-- Activity --
The expected answer is the set of lines in the data below between the line holding "Considering that some" and the line holding "- Android 7: 256", inclusive, written out exactly.

◆ ◆ ◆ ◆ ◆ ◆ ◆

Issue #1132, opened 2021-11-02
Time to raise minSdkVersion?


Fs00:
Currently, this app can be installed on devices down to Android 4.2.
Considering that some notable libraries used by this app (namely OkHttp and RxJava) have dropped support for Android <5, in my opinion it would make sense to aim for a bump to minSdkVersion 21 sooner or later.
It would also bring some neat benefits: no need for multidex and smaller APKs, since bitmap versions of vector drawables (for compatibility with pre-Lollipop devices) won't be bundled in the app.

We could start with a bump to minSdk 19, which should be painless and unlikely to affect more than a handful of users. Outdated [2020 Android distribution data](https://www.xda-developers.com/android-version-distribution-statistics-android-studio/) showed that Android versions prior to 4.4 had the least amount of users (<2%), which should be even less today.

maniac103:
FWIW, our installation data in Google Play as of today:
- Android 11: 2356
- Android 10: 1429
- Android 9: 716
- Unknown (?): 424
- Android 8: 349
- Android 7: 256
- Android 6: 98
- Android 5: 99
- Android 4.4: 48
- Android 4.3: 3
- Android 4.2: 11
- Android 4.1: 1

So yeah, raising to API 19 (4.4) should not be a problem at all, but what will that buy us? AFAICT the real gains only start when bumping to API 21...

Fs00:
Thanks for the info @maniac103.
Do these installation data reflect the number of users that have the app _currently_ installed? That one installation on Android 4.1 seems weird considering that the current minSdk is 17... 🤔 

> So yeah, raising to API 19 (4.4) should not be a problem at all, but what will that buy us? AFAICT the real gains only start when bumping to API 21...

Agree, I've actually thought of the bump to API 19 as a preliminary step for the transition to API 21. We can then bump to API 21 in a subsequent version of the app or just bump from 17 to 21 in a single version. 

A benefit I see in bumping, regardless of the API level, is that we can avoid the potential need for compatibility quirks (speaking of which, I've noticed that WebView on pre-KitKat devices uses a legacy engine with several behavior differences).

What do you think?

maniac103:
> Do these installation data reflect the number of users that have the app currently installed? 

Probably yes, but I believe users that are on older versions would also be counted ... I guess that's the case for that one user.

> Agree, I've actually thought of the bump to API 19 as a preliminary step for the transition to API 21.

I'm not sure why there would be a need for an intermediate step here?
[...]

Issue #857, opened 2018-06-16
Download does not work


dtoxic47:
Trying to download anything frm release page,starts the download but terminates it immediately,trying again the download goes into loop showing two downloads are started,but nothing is beeing dowloaded, my phone is Fujitsu F-02G, Kitkat 4.4.4

dmaulana:
have you give permission to the app to access storage?
are you able to download repo as a zip ?

sick13:
yes all permissions are granted,downloading as a Zip same thing, it goes into endless loop,Downloading "Untitled", no extension or name of the download is given

maniac103:
This seems to be a problem with Kitkat's download manager not being able to talk to Github anymore:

◆ ◆ ◆ ◆ ◆ ◆ ◆

-- Task response --
Considering that some notable libraries used by this app (namely OkHttp and RxJava) have dropped support for Android <5, in my opinion it would make sense to aim for a bump to minSdkVersion 21 sooner or later.
It would also bring some neat benefits: no need for multidex and smaller APKs, since bitmap versions of vector drawables (for compatibility with pre-Lollipop devices) won't be bundled in the app.

We could start with a bump to minSdk 19, which should be painless and unlikely to affect more than a handful of users. Outdated [2020 Android distribution data](https://www.xda-developers.com/android-version-distribution-statistics-android-studio/) showed that Android versions prior to 4.4 had the least amount of users (<2%), which should be even less today.

maniac103:
FWIW, our installation data in Google Play as of today:
- Android 11: 2356
- Android 10: 1429
- Android 9: 716
- Unknown (?): 424
- Android 8: 349
- Android 7: 256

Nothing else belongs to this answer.